What the task requires: Each line below with the string "path" should be copied.

Material provided:
Issue #41, opened 2015-10-01
Better message pop up when error with comment (fix validation)


tylerecouture:
when you go submit a quest that requires to get your attention to verify that something is working correctly unless you type something it will give you a message saying that there was a error and the file you are trying to submit may exceed the 20MB limit instead of saying that you have to type something in the quest submission form

tylerecouture:
Fixed. 16MB filesize limit.

Issue #40, opened 2015-09-30
Repeating quests appearance time


tylerecouture:
Repeating quests aren't appearing at the proper time if they were returned.  Probably because the re-completion resets the completion time which is what the repeat is based upon.

tylerecouture:
Fixed I think...  Added a new field to submission model: first_completion_date from which repeats are calculated from.

PR #2298, opened 2026-08-09
HOTFIX: fix: prune stale docker images/cache before the deploy build

tylerecouture:
### What?
Add two best-effort prune commands to `production/server-update.sh`, right before `docker compose build`, so each deploy reclaims disk from earlier deploys:

```sh
docker image prune -f    # dangling images (a previous deploy's superseded image)
docker builder prune -f  # BuildKit cache
```

### Why?
The **staging** deploy failed ([Deploy run #41](https://github.com/bytedeck/bytedeck/actions/runs/31287699932/job/93179422217)) at the `celery` image's `RUN python3 -m pip install -r requirements.txt` with:

```
ERROR: Could not install packages due to an OSError: [Errno 28] No space left on device
```

`server-update.sh` runs `docker compose build` on every deploy but never reclaims space, so image layers and BuildKit cache from earlier deploys accumulate on the self-hosted host until a build can't write. This was the **first failure after a long run of green deploys** (deploy #40, ~5h earlier, was fine), which is the signature of disk creeping to full rather than a code regression. It is unrelated to any application change.

### How?
Prune **before** `$COMPOSE build` so a near-full host self-heals on its next deploy (the pruned build cache is usually the bulk of the growth). Safety:
- Only **unused** data is removed: dangling (untagged) images and build cache. **Named volumes (the Postgres data) are never touched** (no `--volumes`, no `docker system prune`).
- Both prunes are **best-effort** (`|| echo "WARN: ..."`), matching the script's existing pattern for non-critical steps (nginx reload, runner setup), so a prune hiccup can't fail an otherwise-good deploy.
- Trade-off: clearing the BuildKit cache each deploy makes the build re-download/rebuild layers (a little slower), in exchange for a deploy that can't run the host out of disk.

### Testing?
Deploy-infra shell script; no application code paths. Validated `sh -n production/server-update.sh` (syntax OK). The prune commands run as part of the next staging deploy of this branch, so merging this exercises the new path directly.

N/A (deploy script only; no front-end or user-visible change).

### Anything Else?
- **A host already full still needs a one-time manual cleanup**, since the very build that would run this new prune can only start once there's room. On the `bytedeck-staging` host: `docker system prune -af` (keeps named volumes) and `docker builder prune -af`, then re-run the failed `deploy-staging` job (the `workflow_run` payload is preserved) or push to `staging` again. After that, this change keeps it from recurring.
- Targeted at `staging` as a `HOTFIX:` per the branch model, since it's the staging deploy path that's broken and it should reach the hosts without waiting on the normal `develop` release cycle. The same prune benefits production, so it rides `staging -> master` with the rest.
- CodeRabbit doesn't auto-review PRs to `staging`, so I'll request a review by comment.

### Review request
@tylerecouture

---

### DIFF
--- a/production/server-update.sh
+++ b/production/server-update.sh
@@ -10,6 +10,14 @@ cd "$(dirname "$0")/.."
 
 COMPOSE="docker compose -f docker-compose.yml -f docker-compose.prod.aws.yml"
 
+# Reclaim disk before building so image layers and BuildKit cache left by earlier
+# deploys can't fill the host and fail the build mid-`pip install` ([Errno 28] No
+# space left on device). Only unused data is removed: dangling images (a previous
+# deploy's now-superseded image) and build cache. Named volumes (the Postgres
+# data) are never touched. Best-effort: a prune hiccup shouldn't fail the deploy.
+docker image prune -f || echo "WARN: docker image prune failed; continuing."
+docker builder prune -f || echo "WARN: docker builder prune failed; continuing."
+
 $COMPOSE build
 
 # Update the web app's systemd unit file


tylerecouture:
@coderabbitai review

(This PR targets `staging`, which CodeRabbit doesn't auto-review, so requesting a pass manually.)

---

Answer to this problem:
Deploy-infra shell script; no application code paths. Validated `sh -n production/server-update.sh` (syntax OK). The prune commands run as part of the next staging deploy of this branch, so merging this exercises the new path directly.
- Targeted at `staging` as a `HOTFIX:` per the branch model, since it's the staging deploy path that's broken and it should reach the hosts without waiting on the normal `develop` release cycle. The same prune benefits production, so it rides `staging -> master` with the rest.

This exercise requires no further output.